Rewrites, Spin‑offs And A Growing Westeros
At several points, Martin has publicly vowed to focus on The Winds of Winter above everything else, only to qualify those promises later. In February 2016, he told a commenter on his blog he was 'not writing anything' until the book was done, listing teleplays, screenplays and short stories as things he would put aside. Within a year, though, he acknowledged that he was working on Fire & Blood, his fictional history of the Targaryen dynasty, alongside Winds.
That side project eventually reshaped his priorities. In 2018, after HBO moved ahead with a Game of Thrones prequel, Martin said he had paused The Winds of Winter for a time to finish Fire & Blood so it could serve. He recalled asking his publisher whether to 'ignore the new show' or supply the book that was closer to completion, and being told to deliver Fire & Blood first. It was released in November 2018 and later became the basis for House of the Dragon.
The Winds of Winter inched forward in uneven bursts. Martin has said he wrote 'hundreds and hundreds of pages' in 2020, describing it as his best year on the project, possibly helped by pandemic isolation. Yet in 2021, he admitted he had made 'less' progress since then, although 'less is none.' By March 2022, he was openly arguing that 'Westeros has become bigger than The Winds of Winter,' citing his work on Dunk & Egg novellas, a second volume of Fire & Blood and involvement in multiple television spin‑offs.

The most detailed glimpse into 'The 1,100-Page Trap: Why George R.R. Martin is Rewriting The Winds of Winter Into Oblivion' came in late 2022. In a Penguin Random House Q&A he said he was 'about three‑quarters of the way done' and revealed that extensive rewriting was slowing him down. He described rereading earlier chapters, disliking them, and essentially tearing them apart to start again.
Soon after, in a December 2022 interview, he estimated he had written around 1,100 to 1,200 manuscript pages, with another 400 to 500 still needed. For comparison, he noted that A Storm of Swords and A Dance with Dragons each ran to about 1,500 manuscript pages before being edited down to roughly 1,000 pages in print.
By November 2023, however, he told the Bangcast podcast he was still at roughly 1,100 pages, suggesting a stall. He joked that perhaps he should have written smaller books, and conceded that The Winds of Winter remained 'the main thing that dominates most of my working life.'

The tension with readers has sharpened in the meantime. In 2019, Martin light‑heartedly told fans they could 'imprison' him in a New Zealand cabin if he arrived at a convention in July 2020 without the book finished. When the pandemic forced the event online, that self‑imposed dare quietly expired.
By July 2024, his tone had hardened.
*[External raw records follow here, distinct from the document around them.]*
PR #6446, opened 2026-09-21
fix(ErdosProblems): align problem 10 with 'every large integer'

AItoBit:
## Summary
- Align `erdos_10` with [erdosproblems.com/10](https://www.erdosproblems.com/10): the source asks whether some $k$ works for every **large** integer, not for all $n \notin \{0,1\}$.
- State this as `∃ k, ∀ᶠ n, n ∈ sumPrimeAndTwoPows k`.
- Add small tests for the definition (`2` is a prime, `1` is never representable).
- Record `[Ga75]` and `[GrSo98]` in the module references.

## Test plan
- [x] `lake --wfail build 'FormalConjectures.ErdosProblems.«10»'`
- [x] Category, AMS, and docstring match the source

Co-authored-by: Cursor <cursoragent@cursor.com>


mo271 (approved):
Thanks, good catch: seems like the word "large" was added upstream...

mo271:
The CLA check should pass when the commits are amended to exclude any non-human Co-authored-by fields

AItoBit:
> The CLA check should pass when the commits are amended to exclude any non-human Co-authored-by fields
I've just updated the cla but I dont know why I still having the same problem, can you help please? @mo271

mo271:
> I've just updated the cla but I dont know why I still having the same problem, can you help please? @mo271

[d4d49d5](https://github.com/google-deepmind/formal-conjectures/pull/6446/commits/d4d49d502fe78474471074fd546b1cc8c0037088)

contains a `Co-authored-by` filed by an entity that hasn't signed the CLA. One way to fix this is to amend that commit moving the `Co-authored-by` in the pr description. another might be so quash all commits and force push

PR #6450, opened 2026-09-21
feat(Wikipedia/KomlosConjecture): formalise the Karingula–Lovett proof

mo271:
Prove the Komlós conjecture with constant 36, following the elementary proof of Karingula and Lovett (arXiv:2609.20979). The proof lives in FormalConjecturesForMathlib/Combinatorics/Discrepancy/:

- Balancing.lean: finitely supported distributions, the bit-splitting operator, and the balancing lemma (Lemma 1.3 of the paper).
- TentDistribution.lean: a discrete tent distribution on the lattice cube with overlap at least 2/3 with its small translates (Lemma 1.4, done with sums in place of integrals).
- Komlos.lean: transport to ℝ^d, the rational case, and the general case by truncation and pigeonhole.

komlos_conjecture is now research solved with a proof, and the Banaszczyk variant is derived from it.


Paul-Lez (approved):
Nice! I guess this could also be a nice Palomar submission:)

mo271:
@henrykmichalewski thanks for the formalisation of the statement again!

PR #6456, opened 2026-09-22
Mark OEIS conjectures settled by OEIS Open as research solved

mo271:
Three more OEIS statements were settled in the OEIS Open project (T. Adamczewski, "OEIS Open: How many conjectures can language models turn into theorems?", arXiv:2608.11941), with accepted Lean proofs in
epoch-research/LeanOpenProblems-results. Update them:

- A176477: `conjecture1` (integrality and positivity) and `conjecture2` (a(n) odd iff n = 2^m) are proved. Mark both `research solved` and link the proof, which uses the same recurrence.
- A306477: Sun's 2-4-6-8 conjecture is false, n = 896315812331399 has no representation. Negate `conjecture`, mark it `research solved`, link the proof, and record the counterexample in the docstrings.
- A060841: split the conjunction into `conjecture1` (1/det(M) is an integer iff n is 1..34, 36, 38; still open) and `conjecture2` (all denominators are powers of two). The latter is false at n = 1807, which the OEIS entry now records. Mark it `research solved` with the negated statement. No `formal_proof` is attached because the Lean disproof works with the closed form prod k^2/phi(k) rather than the determinant.

Proof links are pinned to commit fd09021e of LeanOpenProblems-results.


mo271:
probably also good to report the 2-4-6-8 counter example to OEIS and https://mathoverflow.net/questions/323541/positive-integers-written-as-binomw2-binomx4-binomy6-binomz8-with

smmercuri (approved):

PR #6482, opened 2026-09-22
fix(Arxiv/2209.04540): make Problem 7.1 an existential over dimension

### LINKED ISSUE #6457: Arxiv/2209.04540/SpectralSetsAndWeakTiling: `exists_nowhereDense_spectralSet` asks for an example in every dimension `d ≥ 2`, not in some dimension
`NowhereDenseSpectralSet.exists_nowhereDense_spectralSet` puts the `answer(sorry)` slot opposite `∀ d ≥ 2, ∃ Ω : Set (Fin d → ℝ)` bounded, measurable, nowhere dense, of positive measure and spectral, whereas KLM Problem 7.1 asks whether such an Ω exists at all in dimensions two and higher; because a product with a spectral cube carries an example from dimension d to every larger dimension, the Lean proposition is equivalent to the two-dimensional case rather than to the source's question.

https://tadamcz.com/fc-review-results/782312817c/#/f/Arxiv/2209.04540/SpectralSetsAndWeakTiling

- 1 misformalization
- 2 equivalent reformulations
- trivial proof: bailed out
- fix compiles

smmercuri:
[KLM2023, Problem 7.1] asks: "Let $\Omega \subset \mathbb{R}^d$ be a bounded, nowhere dense set of positive measure. Can $\Omega$ be a spectral set? ... the answer is known to be negative in dimension one, but in dimensions two and higher the problem is open." The Lean statement instead put `answer(sorry)` opposite `∀ d ≥ 2, ∃ Ω ...`, i.e. the assertion that such a set exists in *every* dimension `d ≥ 2`. Since a product with a spectral cube preserves boundedness, nowhere density, positive measure and spectrality, existence in dimension `d` implies existence in every larger dimension, so the universal form is equivalent to the single case `d = 2` rather than to the source's question. Its negation ("some dimension has no such set") is also much weaker than the expected answer, which is that no such set exists in any dimension.

**Change:** the dimension quantifier becomes existential, `answer(sorry) ↔ ∃ d : ℕ, 2 ≤ d ∧ ∃ Ω : Set (Fin d → ℝ), ...`, so a negative answer says exactly that no bounded, nowhere dense set of positive measure in any dimension `d ≥ 2` is spectral. The docstring now states the question without a dimension quantifier and explains why `d ≥ 2` is imposed (the case `d = 1` is settled negatively). Category, AMS tags and the rest of the file are unchanged.

**Checked:** `lake --wfail build 'FormalConjectures.Arxiv.«2209.04540».SpectralSetsAndWeakTiling'` — completed successfully, no warnings.

Judgement call: `d` is bound after `answer(sorry)` rather than as a theorem argument, per the repository convention that all quantifiers follow the answer slot; this also keeps the whole open problem, not one dimension of it, inside the slot.

Fixes #6457


smmercuri:

I compared this against issue #6457, the audit page for this file, and the LaTeX source of arXiv:2209.04540, and stress-tested the new statement in a scratch Lean file importing the module; `lake --wfail build 'FormalConjectures.Arxiv.«2209.04540».SpectralSetsAndWeakTiling'` completes with no warnings. Verdict: **CORRECT**.

One nit: the docstring records the `d ≥ 2` restriction but not that `d` is existentially quantified.

Why it is the right fix:

- **The defect is gone.** The old `∀ᵉ (d : ℕ) (hd : 2 ≤ d)` form collapsed to the case `d = 2` by instantiation alone, whereas the new right-hand side negates to "no such set in any dimension `d ≥ 2`", the expected answer.
- **Equivalent to the audit's proposal.** `exists_nowhereDense_spectralSet.mpr h` typechecks on an `h` of the proposal's type, so the two propositions are definitionally the same.
- **Faithful to the source.** §7 asks whether a bounded, nowhere dense set of positive measure can be spectral, noting the answer is "known to be negative in dimension one, but in dimensions two and higher the problem is open".
- **No junk values or vacuity.** `isSpectral` demands positive finite measure and a total orthogonal family, and I proved the excluded `d = 0` carries no witness anyway, since every positive-measure set there is the whole nonempty space.

mo271 (approved):

PR #6483, opened 2026-09-22
fix(ErdosProblems/35): assume positive density in Plünnecke variant

### LINKED ISSUE #6464: ErdosProblems/35: `erdos_35.variants.plunnecke` omits Plünnecke's positive-density hypothesis and is false
`erdos_35.variants.plunnecke` asserts `schnirelmannDensity A ^ (1 - (k : ℝ)⁻¹) ≤ schnirelmannDensity (A + B)` for every `A` with no lower bound on `schnirelmannDensity A`, so it fails at `B = Set.univ`, `k = 1`, `A = ∅`, where the exponent is 0, `Real.rpow` gives `0 ^ (0 : ℝ) = 1` and the sumset has Schnirelmann density 0 (and again at `A = Set.Ici 2`), whereas Plünnecke's Satz 1.2 assumes a density parameter in `(0, 1]`.

https://tadamcz.com/fc-review-results/782312817c/#/f/ErdosProblems/35

- 1 misformalization
- 1 minor
- 1 equivalent reformulation
- trivial proof compiles
- fix compiles

smmercuri:
`erdos_35.variants.plunnecke` stated Plünnecke's bound `d_s(A)^(1-1/k) ≤ d_s(A+B)` for *every* `A ⊆ ℕ`, with no lower bound on `d_s(A)`. Plünnecke's Satz 1.2 (*Eine zahlentheoretische Anwendung der Graphentheorie*, 1970, p. 172) states it for a density parameter in `(0, 1]`. Without that hypothesis the Lean statement is false: `B = Set.univ`, `k = 1`, `A = ∅` satisfy `0 ∈ B` and `B.IsAddBasisOfOrder 1`, while the exponent is `0`, `Real.rpow` gives `(0 : ℝ) ^ (0 : ℝ) = 1`, and `d_s(∅ + univ) = 0`, so the conclusion reads `1 ≤ 0`. (`A = Set.Ici 2` breaks it the same way, so requiring `A` nonempty or infinite would not suffice.)

**Change:** add `(hA : 0 < schnirelmannDensity A)` to the variant and qualify both docstrings with `d_s(A) > 0`. The main theorem `erdos_35` is untouched: its polynomial bound is trivially true at density zero. Separately, the module bibliography's page range for [Er36c] is corrected to Acta Arith. 1 (1936), 197-200 (the article is four pages, with running heads 198-200).

**Checked:** `lake --wfail build 'FormalConjectures.ErdosProblems.«35»'` — `Build completed successfully`, no warnings.

Judgement call: the erdosproblems.com/35 remark quotes the power bound without the endpoint qualification, so the `erdos_35` docstring now adds "and for $\alpha>0$" to keep the quoted remark in step with what Plünnecke actually proved.

Fixes #6464


smmercuri:

I checked this against issue #6464, the audit page, erdosproblems.com/35 and the Rényi Institute's Erdős bibliography, and stress-tested the statement in Lean. **Verdict: CORRECT.**

Why it is the right fix:

- **The defect is gone.** The audit's disproof, re-run verbatim against this head, now leaves `schnirelmannDensity ∅ ≤ 0 ⊢ False` unsolved.
- **Equivalent to the audit's proposal.** Restating the suggested fix in a fresh namespace and comparing via `type_of%` closes by `Iff.rfl`, so the two are the same proposition.
- **Faithful to the source.** The docstrings now add a positivity qualifier that erdosproblems.com omits, which is right because the unqualified claim is false in Lean at density zero; Plünnecke's original could not be read here, so its "(0,1]" phrasing rests on the audit, while the necessity of `0 < d_s A` is established independently.
- **No junk values or vacuity.** `k = 0` is impossible and `k = 1` forces `B = univ`, where `0 < d_s A` gives `1 ∈ A` and the boundary case holds; both audited counterexamples are excluded, the hypotheses stay satisfiable, `erdos_35` is rightly untouched, and `lake --wfail build` succeeds cleanly.

mo271 (approved):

Writing on his blog, he criticised frenzied online speculation after he was seen meeting an editor in London, stressing that such meetings were routine and did not 'signify that some momentous announcement is at hand.' When The Winds of Winter is truly done, he promised, 'there WILL be a big announcement.'
Nothing in the record so far confirms when that day will come, and Martin himself has repeatedly warned that his own forecasts should be taken with a grain of salt. He continues to insist that after The Winds of Winter, he still intends to write a seventh and final volume, A Dream of Spring, as well as more Targaryen history and further Dunk & Egg tales.
Whether one author can outrun both time and a fictional world that keeps widening around him is now part of the drama fans are watching, in the long shadow of a book they still have not been able to read.